## [DATA EXCERPTS]
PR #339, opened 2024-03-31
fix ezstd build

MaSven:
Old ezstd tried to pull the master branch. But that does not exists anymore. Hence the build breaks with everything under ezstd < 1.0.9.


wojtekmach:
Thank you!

## [DIRECTIONS]
Your task is to repeat each line of the material exactly.

## [TASK SOLUTION]
PR #339, opened 2024-03-31
fix ezstd build

MaSven:
Old ezstd tried to pull the master branch. But that does not exists anymore. Hence the build breaks with everything under ezstd < 1.0.9.


wojtekmach:
Thank you!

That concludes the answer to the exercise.